2. Training **only** the discriminator on labeled data improves the quality (https://arxiv.org/pdf/1606.03498.pdf).

### 4.2. One-sided Label Smoothing
DNNs are prone to producing highly confident outputs that identify the correct class but with too extreme of a probability. One-sided label smoothing punishes extremely high confidence predictions if the sample was not fake. This acts as a **regularizer** because it does not encourage the model to choose an incorrect class on the training set, but only to reduce the confidence in the correct class (standard regularizers punish confidence that may encourage incorrect classifications).

### 4.3. Virtual Batch Normalization
Batch normalization is used to improve optimization of the model, by reparameterizing the model so that the mean and variance of each feature are determined by a single mean parameter and a single variance parameter associated with that feature. This simplifies the interactions between weights, because otherwise a complex interaction between all of the weights of all of the layers would determine the mean and variances.

### 4.4 Balancing $G$ and $D$
- Some researchers think it is important to balance the training of the generator and the discriminator powers. Sometimes when discriminator starts to acqiure very low loss, the gradient for the generator can vanish because the discriminator is too accurrate. **The right way to solve this problem is not to limit the power of the discriminator, but to use a parameterization of the game where the gradient does not vanish.**

- To balance the opposite case, where the gradient for the generator becomes very large because the discriminator is too confident, **use label smoothing.**

- Another way to balance the generator and discriminator, we can choose different model sizes. In practice, the discriminator is usually deeper and sometimes has more filters per layer than the generator. **Reasons can be:**
  - It is important for discriminator to be correct.
  - Artifact of the mode collapse problem: generators tend not to use their full capcity with current training methods. So, there is no point to increase their capacity.

## 5. Research Frontiers
### 5.1. Non-convergence
- Optimization algorithms usually make downhill progress in the loss surface. On the other hand because GANs play a minimax type of game, each update can direct the optimization towards or away from the equillibrium.
- There is no theoretical proof that GANs should converge, using the gradient based update rules. In practice, GANs often seem to oscillate: they progress from generating one kind of sample from another kind without reaching an equilibrium.

#### 5.1.1. Mode Collapse
- The most common form of harmful non-convergence. This  is a problem that occurs when the generator learns to map several different input $z$ values to the same output point.

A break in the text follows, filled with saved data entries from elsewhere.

PR #2524, opened 2024-06-19
Add React SSR feature

mikehearn:
Re-opened on 4.5.x

This PR adds support for creating a sample project that uses React server side rendering (SSR).

### DIFF
--- a/buildSrc/src/main/java/io/micronaut/starter/coordinates/CoordinatesSourceGenerator.java
+++ b/buildSrc/src/main/java/io/micronaut/starter/coordinates/CoordinatesSourceGenerator.java
@@ -98,6 +98,7 @@ public abstract class CoordinatesSourceGenerator extends DefaultTask {
         getFileOperations().delete(outputDirectory);
         Files.createDirectories(packageDirectory);
         try (PrintWriter writer = new PrintWriter(new FileWriter(new File(packageDirectory.toFile(), "StarterCoordinates.java")))) {
+            writer.println("// WARNING: Generated from gradle/templates.versions.toml - DO NOT EDIT.");
             writer.println("package " + packageName + ";");
             writer.println();
             writer.println("import java.util.HashMap;");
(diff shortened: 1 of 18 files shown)


graemerocher:
@melix could you look at the generated Gradle config, not sure if it represents best practise

melix:
I will. At first glance there are improvements which can be made to avoid `dependsOn` but it depends on (ah ah!) the plugins. I need to try this to figure out.

mikehearn:
OK. What's wrong with dependsOn? Do you have a link to the current Gradle best practices?

melix:
I wrote a blog post about this a while back : https://melix.github.io/blog/2021/10/gradle-quickie-dependson.html

In general you should have a task which produces an output, then the tasks which consume this output must define it as an input : `dependsOn` should be limited to lifecycle tasks. However, as I said, sometimes because the plugins we use are not using say the `Provider` API, it's not always possible.

mikehearn:
I think in this case it wouldn't make a difference. The custom `build{Client,Server}JS` tasks that produce files do declare inputs and outputs. The other tasks are just for grouping and CLI usage purposes, they don't consume the inputs of the tasks they depend on. The NPM install task, I don't know what outputs it has indeed. Probably `processResources` should be depending on the JS tasks via their outputs but I don't know how to do that either without something overkill like creating a whole custom plugin. Gave up trying to understand Gradle years ago, honestly ...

- In practice, complete mode collapse is rare, but partial mode collapse is commmon. E.g., generator makes multiple images that contain the same color or texture themes, multiple images containing different views of the same dog.

- Mode collapse may arise because simultaneous gradient descent does not clearly privilege the minmax over maxmin. It ofthen behaves like it is solving the maxmin problem.

- Potential solutions attemps that work fairly well for mode collapse are:
minibatch features (Salimans et al., 2016), unrolled GANs (Metz et al., 2016).

#### 5.1.2 Other Stuff
Some other important things to mention are:
1. There is no clear evaluation metric for generated samples for GANs. Models that obtain good likelihood can generate bad samples, models that generate good samples can have poor likelihood. GANs are especially harder because it can be difficult to estimate the likelihood of GANs.

2. Discrete outputs. Generators must be differentiable. Therefore, generator can not produce discrete data such as one-hot word or character representations. Some possible ways to address this are:
  - Using the REINFORCE algorithm,
  - Using the concrete distribution or Gumbel-softmax,
  - Training the generate to sample continuous values that can be decoded to discrete ones (sampling word embeddings directly).

3. State-of-the-art **semi-supervised** learner is a GAN (Salimans et al., 2016).